From the entries below, copy each line in which the word "overhead" occurs.

====== Source material

PR #914, opened 2023-03-16
NoCopy arguments passing to the nmi-ari, distanceMatrixDistorsion, and LDistanceMatrix/ttktableDistanceMatrix modules

atalon-lip6:
Before this commits, the vtk layers of these modules would call the ttk layers passing for instance vector<int>& or vector<vector<double>>& variables arguments. Then the output arguments would be copied to the vtk structures. Now we pass vector<int*> and vector<vector<double*>> arguments, which are shallow copy from the vtk structures.
When a vector<vector>> is passed, we provide a small function allowing to use a vector<vector<>>, with a negligible time cost.

There is no big time improvement, but a quite big memory consumption reduction.

### DIFF
--- a/core/base/distanceMatrixDistorsion/DistanceMatrixDistorsion.h
+++ b/core/base/distanceMatrixDistorsion/DistanceMatrixDistorsion.h
@@ -33,10 +33,10 @@ namespace ttk {
   public:
     DistanceMatrixDistorsion();
 
-    int execute(const std::vector<std::vector<double>> &highDistMatrix,
-                const std::vector<std::vector<double>> &lowDistMatrix,
+    int execute(const std::vector<double *> &highDistMatrix,
+                const std::vector<double *> &lowDistMatrix,
                 double &distorsionValue,
-                std::vector<double> &distorsionVerticesValues) const;
+                double *distorsionVerticesValues) const;
   };
 
 } // namespace ttk
--- a/core/base/lDistanceMatrix/LDistanceMatrix.h
+++ b/core/base/lDistanceMatrix/LDistanceMatrix.h
@@ -25,9 +25,18 @@ namespace ttk {
       DistanceType = val;
     }
 
-    template <typename T>
-    int execute(std::vector<std::vector<double>> &output,
-                const std::vector<const T *> &inputs,
+    template <typename TIn, typename TOut>
+    int execute(std::vector<TOut *> &output,
+                const std::vector<const TIn *> &inputs,
+                const size_t nPoints) const;
+
+    /// \warning This version of the execute function allocates, in addition to
+    /// the output vector (of size inputs.size()^2) output, an extra vector of
+    /// pointers of size output.size(). Given the size of the output 2D vector,
+    /// this should be negligible.
+    template <typename TIn, typename TOut>
+    int execute(std::vector<std::vector<TOut>> &output,
+                const std::vector<const TIn *> &inputs,
                 const size_t nPoints) const;
 
   protected:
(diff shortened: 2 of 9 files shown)


core/base/lDistanceMatrix/LDistanceMatrix.h
```diff
@@ -25,37 +25,47 @@ namespace ttk {
...
+                                  const std::vector<const TIn *> &inputs,
                                   const size_t nPoints) const {
 
-  const auto nInputs = inputs.size();
-  output.resize(nInputs);
+  const size_t nInputs = inputs.size();
+
+  if(output.size() != nInputs)
+    this->printErr(
+      " When using execute_raw in LDistanceMatrix module, the output must be "
```
julien-tierny: `execute_raw` --> `execute` ?

core/base/lDistanceMatrix/LDistanceMatrix.h
```diff
@@ -25,37 +25,47 @@ namespace ttk {
...
+      "initialized, with the same number of lines as the number of inputs.");
+  for(size_t i = 0; i < nInputs; i++)
+    if(output[i] == NULL)
+      this->printErr(
+        " When using execute_raw in LDistanceMatrix module, the output must be "
```
julien-tierny: same as above.

core/base/lDistanceMatrix/LDistanceMatrix.h
```diff
@@ -25,37 +25,47 @@ namespace ttk {
...
 
-    template <typename T>
-    int execute(std::vector<std::vector<double>> &output,
-                const std::vector<const T *> &inputs,
+    template <typename TIn, typename TOut>
+    int execute(std::vector<TOut *> &output,
+                const std::vector<const TIn *> &inputs,
+                const size_t nPoints) const;
+    template <typename TIn, typename TOut>
+    int execute(std::vector<std::vector<TOut>> &output,
```
julien-tierny, line 38: please add some doxgen documentation (in particular `\warning`) to warn developers that there is a non-negligible memory overhead when using the second version of that function. In particular, the second version is still allocating a vector of `std::vector<TOut *>` of size `output.size()`.

core/base/distanceMatrixDistorsion/DistanceMatrixDistorsion.h
```diff
@@ -33,10 +33,10 @@ namespace ttk {
   public:
     DistanceMatrixDistorsion();
 
-    int execute(const std::vector<std::vector<double>> &highDistMatrix,
-                const std::vector<std::vector<double>> &lowDistMatrix,
+    int execute(const std::vector<double *> &highDistMatrix,
```
julien-tierny, line 36: should the `double` type made more generic (i.e. `THigh` and `TLow`, similarly to LDistanceMatrix)

core/base/distanceMatrixDistorsion/DistanceMatrixDistorsion.h
```diff
@@ -33,10 +33,10 @@ namespace ttk {
...
+                const std::vector<double *> &lowDistMatrix,
```
julien-tierny, line 37: same remark as above.

core/base/distanceMatrixDistorsion/DistanceMatrixDistorsion.h
```diff
@@ -33,10 +33,10 @@ namespace ttk {
...
                 double &distorsionValue,
-                std::vector<double> &distorsionVerticesValues) const;
+                double *distorsionVerticesValues) const;
```
julien-tierny, line 39: same remark as above

core/base/lDistanceMatrix/LDistanceMatrix.h
```diff
@@ -67,3 +77,19 @@ int ttk::LDistanceMatrix::execute(std::vector<std::vector<double>> &output,
...
+
+template <typename TIn, typename TOut>
+int ttk::LDistanceMatrix::execute(std::vector<std::vector<TOut>> &output,
+                                  const std::vector<const TIn *> &inputs,
+                                  const size_t nPoints) const {
+
+  const auto nInputs = inputs.size();
+  output.resize(nInputs);
+
+  std::vector<double *> outputRaw(nInputs);
```
julien-tierny, line 95: `double` -> `TOut`

julien-tierny (changes requested):
Thanks @atalon-lip6 
That looks good.
Thanks for addressing a few comments.

core/base/lDistanceMatrix/LDistanceMatrix.h
atalon-lip6: I understand the request, but I wanted to discuss it a little before. output is a 2D array, so if I have n points, it is of size n^2, so 4n^2 or 8n^2 bytes (float vs double).
I am allocating a new vector of size n, hence of size 4n or 8n (depending if 4-byte pointers or 8-byte ones).
If n <= 1000, then the overhead is at most 8kB, which is negligible to me. If n >= 1000, the new vector is at most 1/1000  or 1/500 of the size of the original output vector, hence negligible.

If that being said you maintain your remark, no problems, I'll add it.

core/base/distanceMatrixDistorsion/DistanceMatrixDistorsion.h
atalon-lip6: Small question: is the overhead of templating (compilation time, maybe executable size) worth it?
Same as above, if you believe it, I'll do the changes.

core/base/lDistanceMatrix/LDistanceMatrix.h
julien-tierny: thanks for adding the warning still (this is not a zero-allocation function)

julien-tierny (changes requested):
.

core/base/distanceMatrixDistorsion/DistanceMatrixDistorsion.h
julien-tierny: at the moment ttkLDistanceMatrix and others (ttkPersistenceDiagramDistanceMatrix, ttkMergeTreeDistanceMatrix) all seem to produce distance matrices encoded with double. so ok for keeping doubles then.

core/base/distanceMatrixDistorsion/DistanceMatrixDistorsion.h
julien-tierny: let's skip that remark for now.

core/base/lDistanceMatrix/LDistanceMatrix.h
julien-tierny: let's skip that remark for now.

core/base/distanceMatrixDistorsion/DistanceMatrixDistorsion.h
julien-tierny: let's skip that remark for now.

julien-tierny:
ok!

============

Output of the task -
julien-tierny, line 38: please add some doxgen documentation (in particular `\warning`) to warn developers that there is a non-negligible memory overhead when using the second version of that function. In particular, the second version is still allocating a vector of `std::vector<TOut *>` of size `output.size()`.
If n <= 1000, then the overhead is at most 8kB, which is negligible to me. If n >= 1000, the new vector is at most 1/1000  or 1/500 of the size of the original output vector, hence negligible.
atalon-lip6: Small question: is the overhead of templating (compilation time, maybe executable size) worth it?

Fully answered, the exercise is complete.